Work to complete: If a line in the listing below contains "observer", return that line.
(Supplied information begins)
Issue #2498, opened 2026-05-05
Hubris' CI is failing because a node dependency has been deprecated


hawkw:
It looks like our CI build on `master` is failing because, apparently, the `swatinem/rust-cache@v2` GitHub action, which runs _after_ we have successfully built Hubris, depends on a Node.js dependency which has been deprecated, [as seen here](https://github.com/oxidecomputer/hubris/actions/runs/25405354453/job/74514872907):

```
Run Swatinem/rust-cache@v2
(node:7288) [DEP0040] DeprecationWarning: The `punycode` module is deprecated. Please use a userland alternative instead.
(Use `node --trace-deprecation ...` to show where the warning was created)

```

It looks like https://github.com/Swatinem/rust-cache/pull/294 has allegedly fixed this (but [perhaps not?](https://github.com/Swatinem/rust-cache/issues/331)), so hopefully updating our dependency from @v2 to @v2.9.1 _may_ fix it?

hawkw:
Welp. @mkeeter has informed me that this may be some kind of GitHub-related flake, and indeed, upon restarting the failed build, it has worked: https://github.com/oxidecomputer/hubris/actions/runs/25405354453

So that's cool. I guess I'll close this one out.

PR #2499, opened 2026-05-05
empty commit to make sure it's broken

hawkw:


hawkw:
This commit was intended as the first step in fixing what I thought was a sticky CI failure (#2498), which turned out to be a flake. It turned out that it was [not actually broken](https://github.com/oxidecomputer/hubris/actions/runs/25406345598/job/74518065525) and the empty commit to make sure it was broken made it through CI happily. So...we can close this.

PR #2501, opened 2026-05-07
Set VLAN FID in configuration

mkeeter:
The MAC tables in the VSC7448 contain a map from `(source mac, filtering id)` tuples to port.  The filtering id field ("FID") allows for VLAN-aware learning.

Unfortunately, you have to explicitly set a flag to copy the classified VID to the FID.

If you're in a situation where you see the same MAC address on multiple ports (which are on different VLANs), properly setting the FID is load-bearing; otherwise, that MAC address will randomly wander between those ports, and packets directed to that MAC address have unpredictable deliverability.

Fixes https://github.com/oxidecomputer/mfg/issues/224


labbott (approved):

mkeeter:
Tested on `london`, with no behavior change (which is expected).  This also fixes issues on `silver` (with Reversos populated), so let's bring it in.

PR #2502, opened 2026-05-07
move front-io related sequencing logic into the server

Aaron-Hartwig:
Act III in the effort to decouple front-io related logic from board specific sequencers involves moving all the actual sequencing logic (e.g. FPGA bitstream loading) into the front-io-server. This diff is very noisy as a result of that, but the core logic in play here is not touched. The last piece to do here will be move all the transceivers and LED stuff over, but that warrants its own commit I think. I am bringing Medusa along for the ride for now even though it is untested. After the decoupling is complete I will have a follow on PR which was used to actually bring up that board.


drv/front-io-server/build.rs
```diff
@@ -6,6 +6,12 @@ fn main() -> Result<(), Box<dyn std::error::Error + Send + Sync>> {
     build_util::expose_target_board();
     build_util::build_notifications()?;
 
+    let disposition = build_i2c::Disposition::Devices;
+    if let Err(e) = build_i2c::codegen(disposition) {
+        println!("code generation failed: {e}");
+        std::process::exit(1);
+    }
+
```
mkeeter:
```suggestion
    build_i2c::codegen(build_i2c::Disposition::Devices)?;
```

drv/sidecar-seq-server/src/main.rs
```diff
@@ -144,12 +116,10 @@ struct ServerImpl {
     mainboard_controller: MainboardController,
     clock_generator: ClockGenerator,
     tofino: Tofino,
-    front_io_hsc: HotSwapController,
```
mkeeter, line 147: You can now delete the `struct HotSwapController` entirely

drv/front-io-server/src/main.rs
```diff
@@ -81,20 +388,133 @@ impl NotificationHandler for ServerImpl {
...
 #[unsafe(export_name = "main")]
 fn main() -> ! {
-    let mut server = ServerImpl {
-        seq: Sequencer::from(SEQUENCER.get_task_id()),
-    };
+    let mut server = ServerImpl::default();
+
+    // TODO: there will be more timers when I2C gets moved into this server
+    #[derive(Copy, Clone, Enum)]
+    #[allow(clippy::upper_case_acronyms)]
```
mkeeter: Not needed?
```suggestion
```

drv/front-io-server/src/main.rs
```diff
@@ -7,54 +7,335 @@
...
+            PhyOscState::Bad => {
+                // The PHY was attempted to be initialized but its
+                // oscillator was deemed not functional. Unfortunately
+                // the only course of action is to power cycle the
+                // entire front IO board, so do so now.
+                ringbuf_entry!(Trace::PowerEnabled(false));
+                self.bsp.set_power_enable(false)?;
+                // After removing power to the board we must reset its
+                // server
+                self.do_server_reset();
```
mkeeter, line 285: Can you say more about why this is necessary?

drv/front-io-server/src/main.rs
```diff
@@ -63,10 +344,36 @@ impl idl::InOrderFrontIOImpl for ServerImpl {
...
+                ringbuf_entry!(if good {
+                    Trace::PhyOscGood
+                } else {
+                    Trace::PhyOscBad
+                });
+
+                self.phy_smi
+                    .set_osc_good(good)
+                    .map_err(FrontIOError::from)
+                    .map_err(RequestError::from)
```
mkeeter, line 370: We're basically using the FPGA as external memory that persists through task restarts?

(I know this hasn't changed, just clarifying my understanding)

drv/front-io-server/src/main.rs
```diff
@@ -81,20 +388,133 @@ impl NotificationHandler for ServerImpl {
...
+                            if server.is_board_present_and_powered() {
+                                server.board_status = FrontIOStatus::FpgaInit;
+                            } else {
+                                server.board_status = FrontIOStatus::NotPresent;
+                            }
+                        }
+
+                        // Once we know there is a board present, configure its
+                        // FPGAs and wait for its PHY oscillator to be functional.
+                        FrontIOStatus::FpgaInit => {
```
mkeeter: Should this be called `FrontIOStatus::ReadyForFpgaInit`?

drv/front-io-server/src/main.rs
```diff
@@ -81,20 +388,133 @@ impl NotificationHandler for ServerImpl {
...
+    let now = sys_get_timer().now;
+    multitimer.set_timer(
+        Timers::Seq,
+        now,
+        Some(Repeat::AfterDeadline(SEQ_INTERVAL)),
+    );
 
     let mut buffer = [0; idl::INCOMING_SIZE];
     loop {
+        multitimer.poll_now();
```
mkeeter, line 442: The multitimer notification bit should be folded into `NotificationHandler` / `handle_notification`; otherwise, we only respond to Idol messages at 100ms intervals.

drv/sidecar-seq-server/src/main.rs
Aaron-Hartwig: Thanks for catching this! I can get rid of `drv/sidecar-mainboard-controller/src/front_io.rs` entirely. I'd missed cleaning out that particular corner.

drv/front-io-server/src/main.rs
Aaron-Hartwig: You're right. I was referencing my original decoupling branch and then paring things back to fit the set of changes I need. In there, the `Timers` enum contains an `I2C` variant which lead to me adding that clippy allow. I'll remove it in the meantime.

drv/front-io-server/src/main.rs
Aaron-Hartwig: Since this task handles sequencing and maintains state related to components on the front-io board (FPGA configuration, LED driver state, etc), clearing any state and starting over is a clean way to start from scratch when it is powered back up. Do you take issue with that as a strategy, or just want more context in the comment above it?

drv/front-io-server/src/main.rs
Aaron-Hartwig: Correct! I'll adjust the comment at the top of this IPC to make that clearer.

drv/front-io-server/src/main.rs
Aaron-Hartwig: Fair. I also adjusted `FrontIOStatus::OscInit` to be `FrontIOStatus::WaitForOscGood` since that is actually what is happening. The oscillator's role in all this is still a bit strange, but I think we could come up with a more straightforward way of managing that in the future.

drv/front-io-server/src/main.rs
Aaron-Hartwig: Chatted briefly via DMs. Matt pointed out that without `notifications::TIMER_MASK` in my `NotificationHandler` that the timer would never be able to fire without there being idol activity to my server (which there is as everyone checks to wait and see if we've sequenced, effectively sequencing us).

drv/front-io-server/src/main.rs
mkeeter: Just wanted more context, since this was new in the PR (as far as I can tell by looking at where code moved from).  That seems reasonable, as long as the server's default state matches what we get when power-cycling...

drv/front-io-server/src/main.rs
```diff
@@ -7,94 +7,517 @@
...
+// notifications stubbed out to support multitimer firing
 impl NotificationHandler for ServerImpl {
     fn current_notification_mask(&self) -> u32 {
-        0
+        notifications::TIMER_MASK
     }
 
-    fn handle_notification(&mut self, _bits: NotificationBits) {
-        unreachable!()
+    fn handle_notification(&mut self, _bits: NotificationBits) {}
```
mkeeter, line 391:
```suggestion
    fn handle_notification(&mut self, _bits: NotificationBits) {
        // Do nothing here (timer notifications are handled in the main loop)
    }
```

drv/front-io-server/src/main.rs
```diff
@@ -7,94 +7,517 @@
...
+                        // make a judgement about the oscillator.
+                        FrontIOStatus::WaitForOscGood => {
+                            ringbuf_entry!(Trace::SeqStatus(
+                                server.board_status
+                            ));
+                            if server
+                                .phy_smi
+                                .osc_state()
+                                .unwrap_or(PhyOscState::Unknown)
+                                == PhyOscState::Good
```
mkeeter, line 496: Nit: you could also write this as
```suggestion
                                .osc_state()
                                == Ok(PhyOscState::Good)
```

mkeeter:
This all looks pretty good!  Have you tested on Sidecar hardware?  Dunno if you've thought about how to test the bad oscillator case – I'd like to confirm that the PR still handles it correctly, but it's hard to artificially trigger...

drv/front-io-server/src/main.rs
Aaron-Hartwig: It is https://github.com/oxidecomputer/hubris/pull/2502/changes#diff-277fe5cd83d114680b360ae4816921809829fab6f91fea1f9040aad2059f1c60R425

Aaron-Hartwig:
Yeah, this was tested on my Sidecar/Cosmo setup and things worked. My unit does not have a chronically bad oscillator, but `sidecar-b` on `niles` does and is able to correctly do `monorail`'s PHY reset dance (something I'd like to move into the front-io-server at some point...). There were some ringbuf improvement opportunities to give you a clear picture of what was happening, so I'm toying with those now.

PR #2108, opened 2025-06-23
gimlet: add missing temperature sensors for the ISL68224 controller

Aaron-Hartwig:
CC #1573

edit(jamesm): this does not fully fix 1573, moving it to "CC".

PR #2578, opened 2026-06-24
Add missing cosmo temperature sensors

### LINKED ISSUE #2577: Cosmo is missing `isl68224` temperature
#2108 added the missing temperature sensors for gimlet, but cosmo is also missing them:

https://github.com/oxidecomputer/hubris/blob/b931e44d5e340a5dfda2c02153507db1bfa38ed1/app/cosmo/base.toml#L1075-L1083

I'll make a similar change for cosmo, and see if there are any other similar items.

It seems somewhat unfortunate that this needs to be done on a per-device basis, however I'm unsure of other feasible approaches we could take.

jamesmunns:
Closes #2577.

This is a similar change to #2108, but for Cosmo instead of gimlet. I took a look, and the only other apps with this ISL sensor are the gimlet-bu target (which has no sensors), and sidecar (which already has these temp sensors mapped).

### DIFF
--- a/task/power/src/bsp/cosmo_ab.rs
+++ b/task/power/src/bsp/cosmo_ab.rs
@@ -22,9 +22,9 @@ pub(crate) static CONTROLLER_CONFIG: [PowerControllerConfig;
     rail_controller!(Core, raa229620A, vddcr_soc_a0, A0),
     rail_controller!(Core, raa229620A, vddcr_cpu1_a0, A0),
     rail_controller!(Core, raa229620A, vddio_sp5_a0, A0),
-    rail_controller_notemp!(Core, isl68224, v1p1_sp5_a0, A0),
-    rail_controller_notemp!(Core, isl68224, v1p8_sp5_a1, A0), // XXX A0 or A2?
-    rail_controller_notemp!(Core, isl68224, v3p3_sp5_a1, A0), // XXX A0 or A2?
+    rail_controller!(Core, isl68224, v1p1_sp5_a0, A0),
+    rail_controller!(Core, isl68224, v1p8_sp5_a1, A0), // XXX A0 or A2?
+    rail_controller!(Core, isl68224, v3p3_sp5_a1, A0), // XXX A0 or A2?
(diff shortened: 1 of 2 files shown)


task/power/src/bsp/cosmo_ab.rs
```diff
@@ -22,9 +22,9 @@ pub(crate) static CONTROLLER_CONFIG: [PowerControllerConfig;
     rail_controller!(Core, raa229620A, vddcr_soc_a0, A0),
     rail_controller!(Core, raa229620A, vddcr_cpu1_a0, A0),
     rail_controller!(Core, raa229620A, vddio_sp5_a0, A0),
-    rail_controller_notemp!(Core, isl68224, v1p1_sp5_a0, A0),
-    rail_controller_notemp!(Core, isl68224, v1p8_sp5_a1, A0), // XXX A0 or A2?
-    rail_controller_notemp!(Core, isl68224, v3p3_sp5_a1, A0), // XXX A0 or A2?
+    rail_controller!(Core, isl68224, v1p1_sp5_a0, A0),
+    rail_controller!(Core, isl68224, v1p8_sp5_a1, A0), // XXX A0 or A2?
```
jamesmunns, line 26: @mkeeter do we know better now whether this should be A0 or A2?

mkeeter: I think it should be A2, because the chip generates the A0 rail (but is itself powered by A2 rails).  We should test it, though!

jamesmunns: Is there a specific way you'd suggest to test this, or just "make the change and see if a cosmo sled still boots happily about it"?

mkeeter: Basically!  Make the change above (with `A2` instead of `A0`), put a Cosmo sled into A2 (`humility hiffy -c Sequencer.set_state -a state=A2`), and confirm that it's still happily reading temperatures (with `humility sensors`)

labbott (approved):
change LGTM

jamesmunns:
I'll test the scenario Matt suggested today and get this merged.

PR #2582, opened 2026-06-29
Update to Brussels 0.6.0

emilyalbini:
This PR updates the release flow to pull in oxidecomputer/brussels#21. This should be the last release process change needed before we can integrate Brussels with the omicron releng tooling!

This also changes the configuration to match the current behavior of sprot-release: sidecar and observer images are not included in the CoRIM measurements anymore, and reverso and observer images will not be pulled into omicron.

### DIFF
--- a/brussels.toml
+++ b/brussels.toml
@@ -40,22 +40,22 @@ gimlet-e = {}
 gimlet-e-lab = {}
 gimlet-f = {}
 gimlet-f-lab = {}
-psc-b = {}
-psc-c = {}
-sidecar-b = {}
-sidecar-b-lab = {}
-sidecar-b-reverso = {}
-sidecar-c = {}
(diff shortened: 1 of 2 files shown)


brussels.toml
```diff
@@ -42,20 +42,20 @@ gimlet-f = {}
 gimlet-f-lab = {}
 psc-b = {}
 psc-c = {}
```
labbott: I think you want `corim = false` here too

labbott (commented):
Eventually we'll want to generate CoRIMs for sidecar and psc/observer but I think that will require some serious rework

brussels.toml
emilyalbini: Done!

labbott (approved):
(Supplied information ends)
Expected answer:
This also changes the configuration to match the current behavior of sprot-release: sidecar and observer images are not included in the CoRIM measurements anymore, and reverso and observer images will not be pulled into omicron.
Eventually we'll want to generate CoRIMs for sidecar and psc/observer but I think that will require some serious rework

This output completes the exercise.